Если уж и называть все эти картины пейзажами, то, скорее, следуя немного старомодной, но вполне удобопонятной терминологии, «фигурными». А иных у Пиросманашвили нет и, наверно, быть не могло. В его искусстве пейзаж был возвращен на традиционное место — быть при человеке, подчиняться ему, оставаться только средой человека и не превращаться в самоцель. Но уж в этом качестве он оказывается силен и активен.
Материалом для «загородных» картин, как бы чудны некоторые из них нам ни казались, служила сама реальность. Путешественников разных времен не раз поражало тяготение грузин выносить свои трапезы на вольный воздух — пировать не дома, среди четырех стен, а хотя бы на открытой террасе или еще лучше — на природе, не ленясь для нескольких проносящихся как миг часов наслаждения привозить утварь и еду, сооружать столы, скамьи и временные навесы, защищающие от непогоды и солнца. Еще диковиннее казалось обыкновение пировать прямо на траве, под деревьями, или на вершине холма с распахивающимся во все стороны красивым видом, разостлав ковер и скатерть и разбросав и расставив хлебы, роги для вина, сыр, зелень, цветы и все прочее, в том числе и большие лаваши — вместо салфеток и маленькие — вместо тарелок, и поставив рядом музыкантов (недаром в грузинском языке «скатерть» и «трапеза» обозначаются одним словом и вино «столовое» буквально переводится как «скатертное»). Это обыкновение дожило до наших дней. Маленькие духаны, разбросанные в изобилии за городской чертой, тоже по-своему утоляли потребность общения с природой, и даже убогие городские сады позволяли видеть над головой небо, а под ногами чувствовать землю.

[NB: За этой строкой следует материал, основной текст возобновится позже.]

PR #2393, opened 2024-02-05
Update xcarchive dsyms tests

maxwellE:
This should check to see that the dsym binary does exist

### DIFF
--- a/test/starlark_tests/xcarchive_tests.bzl
+++ b/test/starlark_tests/xcarchive_tests.bzl
@@ -53,6 +53,8 @@ def xcarchive_test_suite(name):
         target_under_test = "//test/starlark_tests/targets_under_test/ios:app_minimal.xcarchive",
         contains = [
             "$BUNDLE_ROOT/dSYMs/app_minimal.app.dSYM",
+            "$BUNDLE_ROOT/dSYMs/app_minimal.app.dSYM/Contents/Resources/DWARF/app_minimal",
+            "$BUNDLE_ROOT/dSYMs/app_minimal.app.dSYM/Contents/Info.plist",
             "$BUNDLE_ROOT/Info.plist",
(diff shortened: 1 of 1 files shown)


luispadron (approved):

tinder-maxwellelliott:
@luispadron Are you seeing these binaries being created?

luispadron:
I believe so yes, I'll double check today. We use it with `--apple_generate_dsym` and output_groups.

maxwellE:
> I believe so yes, I'll double check today. We use it with `--apple_generate_dsym` and output_groups.

I am certain that we are setting these in our invocation. Is there any way you can share a trimmed down invocation for me to see? 

Regardless this test should be passing right if the dSYMs are properly copied into the xcarchive?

«Загородные» картины — быть может, самые лиричные, самые трепетные и поэтические у Пиросманашвили, рядом с возвышающе прекрасной, но обязывающей, почти суровой церемонностью «кутежей», рядом с отстраненностью крестьянских «эпосов» они увлекают удивительной непосредственностью изливаемого восторга. Что возбудило это богатство воображения, не сдерживаемого и не регулируемого никакими канонами, никакими условностями, которые так важны во многих других его картинах, — то ли давно и не раз пережитое, неизгладимо отпечатавшееся в душе чувство самозабвения, бездумно-сладкого растворения в природе — в шелесте деревьев, журчании ручья, щебете птиц, запахе трав, то ли не утоленная до конца жажда этого самозабвения, ищущая способов воссоздать его, пережить заново?